● **REQUIRED WORK**
Whenever the word "before" turns up in a line below, that line should be copied.

● **MATERIAL FOR THIS EXERCISE**
PR #1221, opened 2014-07-24
Pending class

alokito:
This pull request adds a "pending" class to the input element while there is remote validation pending. This allows you, for example, to add a loading animation to visually indicate that there outstanding activity for the field.

The new unit test passes in IE, safari, chrome and firefox. There is a unit test failing in IE, but it is not one I wrote, and it was already failing in my version of IE before I added my code:

    validator: focusInvalid() (1, 0, 1)
    29 ms1.Expected at least one assertion, but none were run - call expect(0) to accept zero assertions.


staabm:
@Arkni any comments on this?
@alokito any chanche you could rebase it against master?

src/core.js
```diff
@@ -868,6 +869,7 @@ $.extend( $.validator, {
 		startRequest: function( element ) {
 			if ( !this.pending[ element.name ] ) {
 				this.pendingRequest++;
+				$(element).addClass(this.settings.pendingClass);
```
Arkni: Please add one space before `(` and `)`

See http://contribute.jquery.org/style-guide/js/#spacing

src/core.js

● **SOLUTION TO THE EXERCISE**
The new unit test passes in IE, safari, chrome and firefox. There is a unit test failing in IE, but it is not one I wrote, and it was already failing in my version of IE before I added my code:
Arkni: Please add one space before `(` and `)`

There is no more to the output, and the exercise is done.